# Revell/Germany Star Trek kits



## Guy Schlicter (May 3, 2004)

Hi Folks, On the Revell/Germany Website they have a built Enterprise and Klingon Ship pictured now and I want to say something. As great as the Revell Enterprise will be, it will not replace in my heart the Original A.M.T. Enterprise kit. I love that model inaccuracies and all. And remember its been out for 45 years even though the mold was changed in the mid 1970s to improve it. There is alot of history with that model and some of it is very good. Don't get me wrong I will appreciate the New Revell Enterprise and Klingon Ship and I know they will be outstanding but the A.M.T. Enterprise kit is not that bad and never was. And remember for it was the only kit available of the Enterprise for the longest time. O.K. now That Revell/Germany has the license for Star Trek, do you think they will be the most likely company to produce the J.J. Abrams Enterprise. I think it will either be them who makes it or Revell here in the U.S. What do you think? Thanks, Guy Schlicter.


----------



## swhite228 (Dec 31, 2003)

Revell U.S. doesn't hold any Trek license and I don't see Tower (Hobbico the new owners) going after it for Revell or Monogram.

Revell AG has been a seperate company from Revell/Monogram from late 2006, Hobbico bought Revell/Monogram in 2007.

That also keeps them from importing and selling the kits here in the U.S. like the reissued Voyager kits.


----------



## BlackbirdCD (Oct 31, 2003)

There's a billion of those AMT kits out there, not including the R2 releases. It's not hard to get one if you really wanna run that nostalgia trip. I'm building one up now in between all of my good projects - it's my filler kit, something to work on while paint dries.

Bring on a good one.


----------



## BlackbirdCD (Oct 31, 2003)

As to the JJprise, nobody will touch that until we see if it's unaltered in the next film.


----------



## Ductapeforever (Mar 6, 2008)

Revell AG only has a license to sell Trek kits in Europe. Unless distributed here by a third party, they won't be sold here.


----------



## Paulbo (Sep 16, 2004)

You can rest assured that CultTVman, Starship Modeler and all the rest of the usual subjects will be carrying them. (This is not from any inside information, just an observation based on past results.)


----------



## Trek Ace (Jul 8, 2001)

The details on the _Enterprise_ prototype are an odd mix of idealized symmetrical details and a literal interpretation of the 11-foot model.

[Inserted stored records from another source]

PR #182, opened 2026-05-04
feat: add `argent server start` for long-lived tool-server

filip131311:
## Human summary: 

This adds `argent server start` command to enable us to spawn tools server in arbitrary location. we want this to enable using remote tools-server via our mcp not only local ones. 

## Summary

- Adds `argent server start` to spawn a tool-server that does **not** auto-shutdown on idle, with configurable bind port and host — the missing piece for running tool-server on a remote/dedicated host.
- Foreground by default so process supervisors (systemd, Docker, supervisord) own the lifecycle; `--detach` keeps the existing daemon-spawn behavior. Refuses to clobber a healthy running server unless `--force`.
- Phase 2 (consumer-side `--tools-url` flag pointing the MCP / CLI at a remote tool-server) is now a one-flag change away — `tools-client.ts` and `mcp-server.ts` already honor `ARGENT_TOOLS_URL`. Out of scope for this PR.

## What changed

- **`tool-server`** — read `HOST` env var (default `127.0.0.1` so the existing auto-spawn path is unaffected), bind to it, attach an `error` listener on `app.listen` so `EADDRINUSE` / `EACCES` exit cleanly instead of routing through `uncaughtException`.
- **`argent-tools-client`** — broaden the readiness regex to match any host; extend `buildToolsServerEnv` with optional `{ host, idleTimeoutMinutes }`; record `host` in `~/.argent/tool-server.json` (backward-compat: missing field defaults to `127.0.0.1`); export `spawnToolsServer`, `findFreePort`, `isToolsServerHealthy`, `isToolsServerProcessAlive`, the state read/write/clear helpers, and `formatToolsServerUrl` so the CLI can reuse them.
- **`argent-cli`** — new `server start [flags]`: `--port`/`-p` (default 3001, `0` = pick free), `--host` (default `127.0.0.1`), `--idle-timeout` (default `0` = never), `--detach`/`-d`, `--force`, `--help`. Warns when host is non-loopback. Foreground mode forwards `SIGINT`/`SIGTERM` to the child and writes the state file so local `argent run` / `argent mcp` can attach.
- **`argent` dispatcher** — pass `BUNDLED_RUNTIME_PATHS` to `server()` so the new subcommand can find the bundled tool-server.

## Test plan

- [x] `argent server --help` lists the new `start` subcommand
- [x] `argent server start --help` shows full flag reference
- [x] `argent server start --detach --port 0` → status alive/healthy, `/tools` reachable, state file populated with `host` field
- [x] Second `argent server start --detach` refuses (`exit 1`) with helpful message
- [x] `argent server start --detach --force` kills the old PID and starts a new one
- [x] Foreground `argent server start --port 0` runs with inherited stdio; child PID is the actual tool-server (not the wrapper); `argent server stop` from a sibling shell tears down both
- [x] Existing auto-spawn path (`argent tools`) still works — verifies the regex broadening + default-host change is backward-compatible
- [x] `tool-server` (444 tests) + `argent-tools-client` (1) + `argent` dispatcher (1) suites pass
- [ ] Manual smoke on `--host 0.0.0.0` — could not exercise locally (sandbox declined the public-interface bind); the warning + bind path is identical to loopback besides the listen address


packages/tool-server/src/index.ts
```diff
@@ -62,6 +62,9 @@ export function start(): void {
 
   // ── Config ────────────────────────────────────────────────────────
   const PORT = parseInt(process.env.PORT ?? "3001", 10);
+  // HOST defaults to loopback so the local auto-spawn path stays safe.
+  // `argent server start --host 0.0.0.0` is the opt-in for remote exposure.
+  const HOST = process.env.HOST ?? "127.0.0.1";
```
pFornagiel: I would change both the `PORT` and `HOST` env varibales in all the code references to `ARGENT_HOST` and `ARGENT_PORT`. There is a chance someone will have defined `HOST` env variable in their shell and this will cause hard-to-reproduce problems.

packages/tool-server/src/index.ts
```diff
@@ -103,16 +106,25 @@ export function start(): void {
...
-      server = httpHandle.app.listen(PORT, "127.0.0.1", () => {
+      server = httpHandle.app.listen(PORT, HOST, () => {
         const addr = server!.address();
         const boundPort = typeof addr === "object" && addr ? addr.port : PORT;
-        process.stdout.write(`Tools server listening on http://127.0.0.1:${boundPort}\n`);
-        process.stderr.write(`  GET  http://127.0.0.1:${boundPort}/tools\n`);
-        process.stderr.write(`  POST http://127.0.0.1:${boundPort}/tools/:name\n`);
+        process.stdout.write(`Tools server listening on http://${HOST}:${boundPort}\n`);
+        process.stderr.write(`  GET  http://${HOST}:${boundPort}/tools\n`);
+        process.stderr.write(`  POST http://${HOST}:${boundPort}/tools/:name\n`);
```
pFornagiel: Tiny NIT, because it is only user-facing, but if host is ipv6 the authority part should be written in square brackets like this:
```
http://[::1]:3001
```

packages/argent-cli/src/server.ts
```diff
@@ -97,13 +89,312 @@ function logsCmd(follow: boolean): void {
...
+  }
+
+  await new Promise<void>((resolve) => {
+    child.on("exit", (code, signal) => {
+      process.removeListener("SIGINT", onInt);
+      process.removeListener("SIGTERM", onTerm);
+      if (stateWritten) {
+        clearToolsServerState().catch(() => {
+          /* non-fatal */
+        });
```
pFornagiel, line 454: The `writeToolServerState` is asynchronous, so there could be a situation when:
- parent spawns child tool-server
- parent starts async `writeToolsServerState`, which is not awaited
- child may exit quickly  (bind fail for example)
- exit handler runs and only clears state if `stateWritten === true`
- if write resolves after exit handler, stale state file remains, which can cause agent confusion as the data will be referencing a server that has failed at startup

or it may be fine, hard to tell, but this seems like a real edge-case

pFornagiel:
Taking it from here

pFornagiel:
**Note on idle-timeout default change**

tldr; nothing changes on the local argent usage, if someone were to run pure binary they will get a server that never times-out - this is not expected use case and has been done for consistency with how the server works now.

The old `DEFAULT_IDLE_TIMEOUT_MINUTES = 30` lived inside the tool-server binary itself, so any direct invocation of the binary without `ARGENT_IDLE_TIMEOUT_MINUTES` set would auto-shutdown after 30 minutes.

The new default is `0` (run forever). This is intentional - `argent server start` is designed for daemon/supervisor use cases where the process lifecycle is managed externally so an implicit auto-shutdown would be surprising there.

The MCP auto-spawn path is unaffected: it still explicitly passes `ARGENT_IDLE_TIMEOUT_MINUTES=30` via `AUTOSPAWN_IDLE_TIMEOUT_MINUTES`. The change only affects users who were invoking the tool-server binary directly without setting the env var.

pFornagiel:
Tested, the only functionality which does not work are the screenshots, but this is out of scope for this PR - will have to add a patch for sending them reliably through the network later on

In particular, the five rectangular viewports on the port saucer edge versus the two viewports on the port side of the sickbay module. 

Certainly not a criticism, just an observation.

I'm really looking forward to this kit. September is only six months away.


----------



## Y3a (Jan 18, 2001)

Gotta a linky? All I saw was the Star Wars stuff.


----------



## fire91bird (Feb 3, 2008)

Link: Revell Germany Star Trek Kits


----------



## swhite228 (Dec 31, 2003)

71 parts to the AMT's 24 .......Rats, now I want to see a kit scan to find out the differences.


----------



## spawndude (Nov 28, 2007)

So are these Revell-AG kits simply reissues or new tooling?


----------



## robiwon (Oct 20, 2006)

spawndude said:


> So are these Revell-AG kits simply reissues or new tooling?


All new tooling.


----------



## Paulbo (Sep 16, 2004)

spawndude said:


> So are these Revell-AG kits simply reissues or new tooling?





swhite228 said:


> 71 parts to the AMT's 24 .......Rats, now I want to see a kit scan to find out the differences.


Totally new tooling.


----------



## Marco Scheloske (May 16, 2000)

Paulbo said:


> Totally new tooling.


Exactly. And the picures that can be seen online (including the ones on the RoG website) are made from the STL-grown prototypes... which had only 4 (!) parts.


----------



## SUNGOD (Jan 20, 2006)

Do you know if there'll be any engraved panel lines on it Marco?


----------



## veedubb67 (Jul 11, 2003)

Just looked at the Enterprise:

Scale 1:600 
Release date 09/2011 
No. of parts 71 
*Length 481 m *
Skill Level 3 

That's gonna be one big ship!!! :tongue:

Rob
Iwata Padawan


----------



## JGG1701 (Nov 9, 2004)

^^^ Couple inches shy of the "Cutaway".:thumbsup:
-Jim


----------



## USS Atlantis (Feb 23, 2008)

JGG1701 said:


> ^^^ Couple inches shy of the "Cutaway".:thumbsup:
> -Jim


And 1" longer than the classic AMT-650


----------



## Marco Scheloske (May 16, 2000)

SUNGOD said:


> Do you know if there'll be any engraved panel lines on it Marco?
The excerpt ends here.